Recorded data:
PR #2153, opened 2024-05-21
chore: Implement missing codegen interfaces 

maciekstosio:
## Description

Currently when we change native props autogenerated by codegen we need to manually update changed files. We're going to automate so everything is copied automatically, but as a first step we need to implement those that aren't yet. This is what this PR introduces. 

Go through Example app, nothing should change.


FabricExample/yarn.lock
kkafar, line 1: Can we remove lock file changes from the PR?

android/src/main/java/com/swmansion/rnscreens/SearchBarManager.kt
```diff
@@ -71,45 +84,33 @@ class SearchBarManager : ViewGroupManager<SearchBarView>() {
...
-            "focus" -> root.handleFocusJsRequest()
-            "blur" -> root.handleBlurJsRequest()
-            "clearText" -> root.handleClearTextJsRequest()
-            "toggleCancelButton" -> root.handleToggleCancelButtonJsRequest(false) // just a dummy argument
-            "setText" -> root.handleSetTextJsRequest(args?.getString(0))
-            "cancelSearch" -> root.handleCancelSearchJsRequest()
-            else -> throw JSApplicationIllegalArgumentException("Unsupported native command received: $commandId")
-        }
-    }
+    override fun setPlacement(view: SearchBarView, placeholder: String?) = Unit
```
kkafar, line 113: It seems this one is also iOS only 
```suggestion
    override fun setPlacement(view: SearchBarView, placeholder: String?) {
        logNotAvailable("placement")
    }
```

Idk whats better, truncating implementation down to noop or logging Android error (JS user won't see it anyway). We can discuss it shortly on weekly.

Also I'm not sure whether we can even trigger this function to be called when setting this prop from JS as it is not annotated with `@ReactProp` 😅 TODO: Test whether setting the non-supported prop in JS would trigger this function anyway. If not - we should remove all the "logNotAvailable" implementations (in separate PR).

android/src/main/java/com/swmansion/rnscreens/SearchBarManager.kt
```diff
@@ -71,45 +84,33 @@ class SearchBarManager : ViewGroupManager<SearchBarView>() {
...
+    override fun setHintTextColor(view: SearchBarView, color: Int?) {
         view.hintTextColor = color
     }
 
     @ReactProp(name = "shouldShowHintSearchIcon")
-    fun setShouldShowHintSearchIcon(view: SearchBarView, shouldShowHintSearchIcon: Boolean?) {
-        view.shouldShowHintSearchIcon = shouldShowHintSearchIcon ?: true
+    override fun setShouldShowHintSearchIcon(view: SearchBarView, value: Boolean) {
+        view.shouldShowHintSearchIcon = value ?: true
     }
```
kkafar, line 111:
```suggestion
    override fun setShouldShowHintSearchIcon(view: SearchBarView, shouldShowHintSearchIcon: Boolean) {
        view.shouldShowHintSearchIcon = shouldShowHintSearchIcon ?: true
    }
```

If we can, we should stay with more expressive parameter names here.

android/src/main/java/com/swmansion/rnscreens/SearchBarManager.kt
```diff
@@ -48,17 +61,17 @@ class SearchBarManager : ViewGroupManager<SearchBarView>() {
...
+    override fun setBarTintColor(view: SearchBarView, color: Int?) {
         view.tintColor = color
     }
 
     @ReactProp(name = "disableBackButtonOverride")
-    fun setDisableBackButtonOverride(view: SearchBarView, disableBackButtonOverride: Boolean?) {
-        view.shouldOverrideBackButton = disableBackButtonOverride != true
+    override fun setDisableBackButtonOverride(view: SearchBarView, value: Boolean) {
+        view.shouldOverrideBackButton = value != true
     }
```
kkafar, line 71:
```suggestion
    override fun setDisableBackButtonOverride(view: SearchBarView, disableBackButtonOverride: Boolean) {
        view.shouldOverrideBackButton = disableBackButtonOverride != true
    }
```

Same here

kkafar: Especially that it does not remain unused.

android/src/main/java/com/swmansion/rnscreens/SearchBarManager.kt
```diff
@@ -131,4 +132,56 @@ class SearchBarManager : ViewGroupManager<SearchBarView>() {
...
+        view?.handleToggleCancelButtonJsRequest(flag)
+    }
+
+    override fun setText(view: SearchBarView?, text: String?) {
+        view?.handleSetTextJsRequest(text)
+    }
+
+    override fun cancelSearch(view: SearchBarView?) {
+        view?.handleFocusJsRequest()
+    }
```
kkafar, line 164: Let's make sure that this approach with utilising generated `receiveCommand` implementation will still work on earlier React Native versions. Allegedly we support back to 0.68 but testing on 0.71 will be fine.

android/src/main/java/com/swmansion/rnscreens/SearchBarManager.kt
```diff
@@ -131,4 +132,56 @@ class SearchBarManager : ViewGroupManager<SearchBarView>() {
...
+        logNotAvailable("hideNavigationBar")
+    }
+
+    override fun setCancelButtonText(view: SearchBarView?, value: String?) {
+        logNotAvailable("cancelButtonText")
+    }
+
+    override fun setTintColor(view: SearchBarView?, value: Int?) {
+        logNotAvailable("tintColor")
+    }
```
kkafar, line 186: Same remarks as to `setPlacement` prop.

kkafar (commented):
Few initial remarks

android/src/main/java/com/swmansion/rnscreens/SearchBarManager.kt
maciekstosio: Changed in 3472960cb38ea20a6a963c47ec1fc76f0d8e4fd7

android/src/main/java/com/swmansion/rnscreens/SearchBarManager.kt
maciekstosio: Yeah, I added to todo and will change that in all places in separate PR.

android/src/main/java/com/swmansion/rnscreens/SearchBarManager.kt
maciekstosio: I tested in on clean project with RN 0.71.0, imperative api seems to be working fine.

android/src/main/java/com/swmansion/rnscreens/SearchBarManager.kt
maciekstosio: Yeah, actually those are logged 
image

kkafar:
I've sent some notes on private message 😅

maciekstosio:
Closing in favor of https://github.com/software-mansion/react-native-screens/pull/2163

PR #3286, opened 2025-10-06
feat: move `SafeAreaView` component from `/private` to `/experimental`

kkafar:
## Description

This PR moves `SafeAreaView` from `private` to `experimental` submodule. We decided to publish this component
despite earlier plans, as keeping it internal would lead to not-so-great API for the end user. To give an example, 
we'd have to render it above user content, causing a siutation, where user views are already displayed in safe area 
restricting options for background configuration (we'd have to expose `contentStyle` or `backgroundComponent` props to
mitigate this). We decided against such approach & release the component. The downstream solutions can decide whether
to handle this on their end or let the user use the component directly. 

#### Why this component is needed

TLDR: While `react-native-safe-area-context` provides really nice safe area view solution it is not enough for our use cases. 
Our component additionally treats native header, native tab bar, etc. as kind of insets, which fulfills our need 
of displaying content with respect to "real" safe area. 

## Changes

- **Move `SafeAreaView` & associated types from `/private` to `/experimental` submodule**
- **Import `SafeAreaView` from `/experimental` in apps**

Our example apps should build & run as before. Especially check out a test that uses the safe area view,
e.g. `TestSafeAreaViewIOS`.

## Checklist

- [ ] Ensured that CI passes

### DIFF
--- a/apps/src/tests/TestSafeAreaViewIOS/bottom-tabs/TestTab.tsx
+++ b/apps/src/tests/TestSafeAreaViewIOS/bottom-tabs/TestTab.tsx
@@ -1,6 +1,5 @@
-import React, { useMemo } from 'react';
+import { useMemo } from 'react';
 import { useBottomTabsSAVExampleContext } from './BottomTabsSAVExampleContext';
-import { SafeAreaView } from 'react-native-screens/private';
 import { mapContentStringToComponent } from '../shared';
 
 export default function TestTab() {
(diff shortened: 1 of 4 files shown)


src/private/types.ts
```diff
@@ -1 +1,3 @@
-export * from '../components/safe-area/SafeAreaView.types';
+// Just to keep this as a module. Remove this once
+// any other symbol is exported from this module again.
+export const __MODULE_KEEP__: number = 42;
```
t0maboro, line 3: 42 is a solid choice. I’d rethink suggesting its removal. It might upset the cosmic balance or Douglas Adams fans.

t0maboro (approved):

Assignment:
The full listing above is to be given again exactly.

Result of the exercise:
PR #2153, opened 2024-05-21
chore: Implement missing codegen interfaces 

maciekstosio:
## Description

Currently when we change native props autogenerated by codegen we need to manually update changed files. We're going to automate so everything is copied automatically, but as a first step we need to implement those that aren't yet. This is what this PR introduces. 

Go through Example app, nothing should change.


FabricExample/yarn.lock
kkafar, line 1: Can we remove lock file changes from the PR?

android/src/main/java/com/swmansion/rnscreens/SearchBarManager.kt
```diff
@@ -71,45 +84,33 @@ class SearchBarManager : ViewGroupManager<SearchBarView>() {
...
-            "focus" -> root.handleFocusJsRequest()
-            "blur" -> root.handleBlurJsRequest()
-            "clearText" -> root.handleClearTextJsRequest()
-            "toggleCancelButton" -> root.handleToggleCancelButtonJsRequest(false) // just a dummy argument
-            "setText" -> root.handleSetTextJsRequest(args?.getString(0))
-            "cancelSearch" -> root.handleCancelSearchJsRequest()
-            else -> throw JSApplicationIllegalArgumentException("Unsupported native command received: $commandId")
-        }
-    }
+    override fun setPlacement(view: SearchBarView, placeholder: String?) = Unit
```
kkafar, line 113: It seems this one is also iOS only 
```suggestion
    override fun setPlacement(view: SearchBarView, placeholder: String?) {
        logNotAvailable("placement")
    }
```

Idk whats better, truncating implementation down to noop or logging Android error (JS user won't see it anyway). We can discuss it shortly on weekly.

Also I'm not sure whether we can even trigger this function to be called when setting this prop from JS as it is not annotated with `@ReactProp` 😅 TODO: Test whether setting the non-supported prop in JS would trigger this function anyway. If not - we should remove all the "logNotAvailable" implementations (in separate PR).

android/src/main/java/com/swmansion/rnscreens/SearchBarManager.kt
```diff
@@ -71,45 +84,33 @@ class SearchBarManager : ViewGroupManager<SearchBarView>() {
...
+    override fun setHintTextColor(view: SearchBarView, color: Int?) {
         view.hintTextColor = color
     }
 
     @ReactProp(name = "shouldShowHintSearchIcon")
-    fun setShouldShowHintSearchIcon(view: SearchBarView, shouldShowHintSearchIcon: Boolean?) {
-        view.shouldShowHintSearchIcon = shouldShowHintSearchIcon ?: true
+    override fun setShouldShowHintSearchIcon(view: SearchBarView, value: Boolean) {
+        view.shouldShowHintSearchIcon = value ?: true
     }
```
kkafar, line 111:
```suggestion
    override fun setShouldShowHintSearchIcon(view: SearchBarView, shouldShowHintSearchIcon: Boolean) {
        view.shouldShowHintSearchIcon = shouldShowHintSearchIcon ?: true
    }
```

If we can, we should stay with more expressive parameter names here.

android/src/main/java/com/swmansion/rnscreens/SearchBarManager.kt
```diff
@@ -48,17 +61,17 @@ class SearchBarManager : ViewGroupManager<SearchBarView>() {
...
+    override fun setBarTintColor(view: SearchBarView, color: Int?) {
         view.tintColor = color
     }
 
     @ReactProp(name = "disableBackButtonOverride")
-    fun setDisableBackButtonOverride(view: SearchBarView, disableBackButtonOverride: Boolean?) {
-        view.shouldOverrideBackButton = disableBackButtonOverride != true
+    override fun setDisableBackButtonOverride(view: SearchBarView, value: Boolean) {
+        view.shouldOverrideBackButton = value != true
     }
```
kkafar, line 71:
```suggestion
    override fun setDisableBackButtonOverride(view: SearchBarView, disableBackButtonOverride: Boolean) {
        view.shouldOverrideBackButton = disableBackButtonOverride != true
    }
```

Same here

kkafar: Especially that it does not remain unused.

android/src/main/java/com/swmansion/rnscreens/SearchBarManager.kt
```diff
@@ -131,4 +132,56 @@ class SearchBarManager : ViewGroupManager<SearchBarView>() {
...
+        view?.handleToggleCancelButtonJsRequest(flag)
+    }
+
+    override fun setText(view: SearchBarView?, text: String?) {
+        view?.handleSetTextJsRequest(text)
+    }
+
+    override fun cancelSearch(view: SearchBarView?) {
+        view?.handleFocusJsRequest()
+    }
```
kkafar, line 164: Let's make sure that this approach with utilising generated `receiveCommand` implementation will still work on earlier React Native versions. Allegedly we support back to 0.68 but testing on 0.71 will be fine.

android/src/main/java/com/swmansion/rnscreens/SearchBarManager.kt
```diff
@@ -131,4 +132,56 @@ class SearchBarManager : ViewGroupManager<SearchBarView>() {
...
+        logNotAvailable("hideNavigationBar")
+    }
+
+    override fun setCancelButtonText(view: SearchBarView?, value: String?) {
+        logNotAvailable("cancelButtonText")
+    }
+
+    override fun setTintColor(view: SearchBarView?, value: Int?) {
+        logNotAvailable("tintColor")
+    }
```
kkafar, line 186: Same remarks as to `setPlacement` prop.

kkafar (commented):
Few initial remarks

android/src/main/java/com/swmansion/rnscreens/SearchBarManager.kt
maciekstosio: Changed in 3472960cb38ea20a6a963c47ec1fc76f0d8e4fd7

android/src/main/java/com/swmansion/rnscreens/SearchBarManager.kt
maciekstosio: Yeah, I added to todo and will change that in all places in separate PR.

android/src/main/java/com/swmansion/rnscreens/SearchBarManager.kt
maciekstosio: I tested in on clean project with RN 0.71.0, imperative api seems to be working fine.

android/src/main/java/com/swmansion/rnscreens/SearchBarManager.kt
maciekstosio: Yeah, actually those are logged 
image

kkafar:
I've sent some notes on private message 😅

maciekstosio:
Closing in favor of https://github.com/software-mansion/react-native-screens/pull/2163

PR #3286, opened 2025-10-06
feat: move `SafeAreaView` component from `/private` to `/experimental`

kkafar:
## Description

This PR moves `SafeAreaView` from `private` to `experimental` submodule. We decided to publish this component
despite earlier plans, as keeping it internal would lead to not-so-great API for the end user. To give an example, 
we'd have to render it above user content, causing a siutation, where user views are already displayed in safe area 
restricting options for background configuration (we'd have to expose `contentStyle` or `backgroundComponent` props to
mitigate this). We decided against such approach & release the component. The downstream solutions can decide whether
to handle this on their end or let the user use the component directly. 

#### Why this component is needed

TLDR: While `react-native-safe-area-context` provides really nice safe area view solution it is not enough for our use cases. 
Our component additionally treats native header, native tab bar, etc. as kind of insets, which fulfills our need 
of displaying content with respect to "real" safe area. 

## Changes

- **Move `SafeAreaView` & associated types from `/private` to `/experimental` submodule**
- **Import `SafeAreaView` from `/experimental` in apps**

Our example apps should build & run as before. Especially check out a test that uses the safe area view,
e.g. `TestSafeAreaViewIOS`.

## Checklist

- [ ] Ensured that CI passes

### DIFF
--- a/apps/src/tests/TestSafeAreaViewIOS/bottom-tabs/TestTab.tsx
+++ b/apps/src/tests/TestSafeAreaViewIOS/bottom-tabs/TestTab.tsx
@@ -1,6 +1,5 @@
-import React, { useMemo } from 'react';
+import { useMemo } from 'react';
 import { useBottomTabsSAVExampleContext } from './BottomTabsSAVExampleContext';
-import { SafeAreaView } from 'react-native-screens/private';
 import { mapContentStringToComponent } from '../shared';
 
 export default function TestTab() {
(diff shortened: 1 of 4 files shown)


src/private/types.ts
```diff
@@ -1 +1,3 @@
-export * from '../components/safe-area/SafeAreaView.types';
+// Just to keep this as a module. Remove this once
+// any other symbol is exported from this module again.
+export const __MODULE_KEEP__: number = 42;
```
t0maboro, line 3: 42 is a solid choice. I’d rethink suggesting its removal. It might upset the cosmic balance or Douglas Adams fans.

t0maboro (approved):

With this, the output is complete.